# The doom of the Witch-king



## Ithrynluin (Apr 14, 2003)

From _Appendix A_ to _The Lord of the Rings_:



> 'Then the Witch-king laughed, and none that heard it ever forgot the horror of that cry. But Glorfindel rode up then on his white horse, and in the midst of his laughter the Witch-king turned to flight and passed into the shadows. For night came down on the battlefield, and he was lost, and none saw whither he went.
> 'Eärnur now rode back, but Glorfindel, looking into the gathering dark, said: "Do not pursue him! He will not return to this land. Far off yet is his doom, and not by the hand of *man* will he fall.' These words many remembered; but Eärnur was angry, desiring only to be avenged for his disgrace.
> 'So ended the evil realm of Angmar; and so did Eärnur, Captain of Gondor, earn the chief hatred of the Witch-king; but many years were still to pass before that was revealed.'



From _The Battle of the Pellenor Fields_:



> ‘Begone, foul dwimmerlaik, lord of carrion! Leave the dead in peace!’
> A cold voice answered: ‘Come not between the Nazgûl and his prey! Or he will not slay thee in thy turn. He will bear thee away to the houses of lamentation, beyond all darkness, where thy flesh shall be devoured, and thy shrivelled mind be left naked to the Lidless Eye.’
> A sword rang as it was drawn. ‘Do what you will; but I will hinder it, if I may.’
> ‘Hinder me? Thou fool. No living man may hinder me!’
> Then Merry heard of all sounds in that hour the strangest. It seemed that Dernhelm laughed, and the clear voice was like the ring of steel. ‘But no living man am I! You look upon a woman. Éowyn I am, Éomund’s daughter. You stand between me and my lord and kin. Begone, if you be not deathless! For living or dark undead, I will smite you, if you touch him.’

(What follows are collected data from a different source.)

PR #3, opened 2018-10-30
HoTT-UF core library with cubical machinery hidden

martinescardo:
An interface file for users who wish to compute with funext, propositional truncation and univalence in cubical Agda with the cubical machinery hidden.

### DIFF
--- a/Cubical/HoTT-UF.agda
+++ b/Cubical/HoTT-UF.agda
@@ -1,0 +1,101 @@
+{-
+
+This is a HoTT-UF core library based on cubical type theory, where the
+cubical machinery is hidden, using the HoTT Book terminology and
+notation.
+
+The point is that function extensionality, propositional truncation
+and univalence compute (an example is given below).
+
+For the moment, this requires the development version of Agda.
+
+-}
+
+{-# OPTIONS --cubical --exact-split --safe #-}
+
+module Cubical.HoTT-UF where
+
+open import Cubical.Id public
+     using ( _≡_            -- The identity type.
+           ; refl           -- Unfortunately, pattern matching on refl is not available.
+           ; J              -- Until it is, you have to use the induction principle J.
+
+           ; transport      -- As in the HoTT Book.
+           ; ap
+           ; _∙_
+           ; _⁻¹
+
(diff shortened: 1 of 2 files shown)


Cubical/HoTT-UF.agda
```diff
@@ -0,0 +1,101 @@
...
+notation.
+
+The point is that function extensionality, propositional truncation
+and univalence compute (an example is given below).
+
+For the moment, this requires the development version of Agda.
+
+-}
+
+{-# OPTIONS --cubical --exact-split --safe #-}
```
mortberg: What is `--exact-split` and `--safe`? Should these be added to the other files?

Cubical/HoTT-UF.agda
```diff
@@ -0,0 +1,101 @@
...
+  c : pr₁ b ≡ five
+  c = refl
+
+{-
+
+If we had funExt as a postulate, then the definition of c would not
+type check. Moreover, the term pr₁ b would not evaluate to five, as it
+does with the cubical type theory implementation of funext.
+
+TODO. A similar computational example with univalence.
```
mortberg: Do you have any idea for this?

mortberg:
I'm merging this now. I guess we can still discuss my two questions afterwards. Thanks a lot for contributing!

Cubical/HoTT-UF.agda
martinescardo: * [safe](https://agda.readthedocs.io/en/v2.5.4.2/language/safe-agda.html): "By using the command-line option --safe, a user can specify that Agda should ensure that features leading to possible inconsistencies should be disabled."
* [exact split](https://agda.readthedocs.io/en/v2.5.4/tools/command-line-options.html): "Require all clauses in a definition to hold as definitional equalities ". See [case trees](https://agda.readthedocs.io/en/v2.5.4/language/function-definitions.html#case-trees). In practice you get this if you construct your terms using case split in the emacs mode.

mortberg: Thanks! I'll add `--safe` to all of the files.

PR #6, opened 2018-11-02
pathToEquiv and finish proof that Omega(S1) = Int

mortberg:


Cubical/HITs/Circle.agda
```diff
@@ -39,11 +37,59 @@ intLoop (pos (suc n))    = compPath (intLoop (pos n)) loop
 intLoop (negsuc zero)    = sym loop
 intLoop (negsuc (suc n)) = compPath (intLoop (negsuc n)) (sym loop)
 
+-- Why is this not proved with refl?
```
mortberg: @Saizan : For some reason is hcomp with empty systems in Int not the judgmentally the identity function. This makes the proof of windingIntLoop really bad, see below. For normal datatypes like Int we can just remove all hcomps with empty systems. 

I think that we want this more generally, so we should probably implement your `ghcomp` trick.

mortberg:
I'm merging this now, but the thing with hcomp with empty systems for Int should really be fixed.

PR #8, opened 2018-11-16
Another HIT encoding of integers

loic-p:


mortberg:
Great! Thanks for contributing with this example!

PR #10, opened 2018-11-27
S3 is equivalent to the join of two copies of S1

loic-p:
After https://github.com/RedPRL/redtt/blob/master/library/cool/s3-to-join.red

### DIFF
--- a/Cubical/HITs/Join.agda
+++ b/Cubical/HITs/Join.agda
@@ -5,6 +5,7 @@ open import Cubical.Core.Primitives
 open import Cubical.Core.Prelude
 open import Cubical.Core.Glue
 
+open import Cubical.Basics.Equiv
 open import Cubical.HITs.S1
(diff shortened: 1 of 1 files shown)


Cubical/HITs/Join.agda
```diff
@@ -5,34 +5,77 @@ open import Cubical.Core.Primitives
 open import Cubical.Core.Prelude
 open import Cubical.Core.Glue
 
+open import Cubical.Basics.Equiv
 open import Cubical.HITs.S1
 open import Cubical.HITs.S3
 
+-- RedPRL version : https://github.com/RedPRL/redtt/blob/master/library/cool/s3-to-join.red
```
mortberg: This should say "redtt version" (redtt is different from RedPRL...)

mortberg:
Thanks a lot, this is really nice!

PR #11, opened 2018-11-30
More direct Hopf definition

ecavallo:
Not sure if it's faster here, but it's much faster in redtt (https://github.com/RedPRL/redtt/pull/473).


mortberg:
Very nice!

PR #14, opened 2019-01-07
Show that Pi preserves all h-levels

dolio:
- Includes a used lemma that funExt is an equivalence/path

### DIFF
--- a/Cubical/Basics/Function.agda
+++ b/Cubical/Basics/Function.agda
@@ -1,0 +1,29 @@
+{-# OPTIONS --cubical #-}
+
+module Cubical.Basics.Function where
+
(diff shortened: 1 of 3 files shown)


mortberg:
Thank you for this nice contribution! I would be happy to merge if you just move the changes from Core/Glue to somewhere in Basics (maybe a new file or Basics/Equiv).

My plan is to keep the Core library as minimal as possible and keep all the basic theory in Basics.

dolio:
Okay. Will do.

dolio:
I moved it to Cubical.Basics.Function. Equiv would have created a cycle with NTypes.

mortberg:
Great, thanks!

PR #15, opened 2019-01-16
Add suspension of S1 and S2

loic-p:
…and show their equivalence to S2 and S3, respectively.


mortberg:
Thanks, very nice! 

I wish we could give a direct definition of S^n and prove the equivalence in general...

1. In what sense do you understand the word 'man'? 

a) male of any race
b) mortal Man

If "a)" is the case, then no male of any race could ever slay the Witch-king, including Gandalf (a male Maia) for example.
One might think about Merry, but he didn't really kill the Witch-king, did he?

2. Do you think that Glorfindel has prophetic abilities? Do you think that all Elves have these abilities, or is Glorfindel a big exception, having returned from death, and being mighty among the Eldar?


----------



## Nenya Evenstar (Apr 15, 2003)

I have always considered "man" to mean the race of Men, not the male of any race.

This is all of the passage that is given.